Joe tells the waitress not to bring Clemente any free coffee, and she says she would never do that and then brings him one with lots of cream after she puts Joe's dinner down....two pieces of chicken, mashed potatoes, corn and four rolls. Joe says he's not getting any when Clemente eyes his food, but the waitress brings a small plate and Joe ladles food onto it.
Clemente takes out his teeth when he eats because they are new, and ivory, from his relatives in Africa, made from elephant tusks, and they might break. He also has a twin, a bad twin who made whatever trouble there was, and an airplane that Mama, Brenda and I are going to Puetro Rico in, and a gold mine.
Usually I understand anyone speaking with a heavy accent, but I have to admit that I sometimes lose track of what he's saying -- like the time he was telling me a long story that involved cigarettes (he was bumming one just then), something, something, something, and his sweatshirt with the pouch in front.

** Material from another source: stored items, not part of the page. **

PR #1903, opened 2025-04-14
add user presence avatars to multicursor example

### LINKED ISSUE #1851: Add user presence avatars to multicursor example
Image

trishalim:
fixes #1851


examples/multi-cursors/src/components/Container.tsx
```diff
@@ -1,29 +1,87 @@
...
-            x: move.position.x,
-            y: move.position.y,
-          },
-        });
-      }}
-      remoteCursors={Object.values(cursors?.perSession ?? {})}
-      name={getName(me?.profile?.name, me?.sessionID)}
-    />
+    <>
+      <div className="absolute top-4 right-4 bg-white p-2 rounded-lg shadow">
```
jmsv, line 54: would it be possible to render avatars inside the SVG canvas rather than overlaying HTML?

trishalim: James and I decided to keep the HTML because 
- it's fixed to the top right, and that would require some calculations 
- users looking at this example might not be working with an SVG canvas

jmsv (approved):

examples/multi-cursors/src/components/Container.tsx
```diff
@@ -1,29 +1,90 @@
...
+    </span>
+  );
+}
+
 /** A higher order component that wraps the canvas. */
 function Container({ cursorFeedID }: { cursorFeedID: ID<CursorFeed> }) {
   const { me } = useAccount();
   const cursors = useCoState(CursorFeed, cursorFeedID, { resolve: true });
 
+  const remoteCursors = useMemo(
```
bensleveritt: @jmsv How do we feel about useMemo here?

bensleveritt (approved):

examples/multi-cursors/src/components/Container.tsx
trishalim: Had the same question so I will just remove it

I did understand that I was supposed to wait until he'd finished galloping horses and drive him somewhere. I did.
When he got into the car, he was groaning and moaning in pain, but after I'd driven him the short distance to the Grandstand, he got out like a bolt of lighting. I was slow following him and only got there after he'd rushed through the building, out onto the back tarmac, climbed a fence, was walking along the track, climbing another fence, and was out in the dirt to -- picking up a pack of cigarettes he'd dropped when he was exercising a horse early that morning.
Joe kept offering to buy me something to eat, but I just hate him using him money on stuff like this. But I was extremely hungry since I've been taking these endless antibiotics at timed intervals with no food before, after, a lot of waiting to eat. I almost ate one of the rolls that Clemente was waiting to eat later, after he'd gummed the chicken and eaten the corn and put his teeth back in.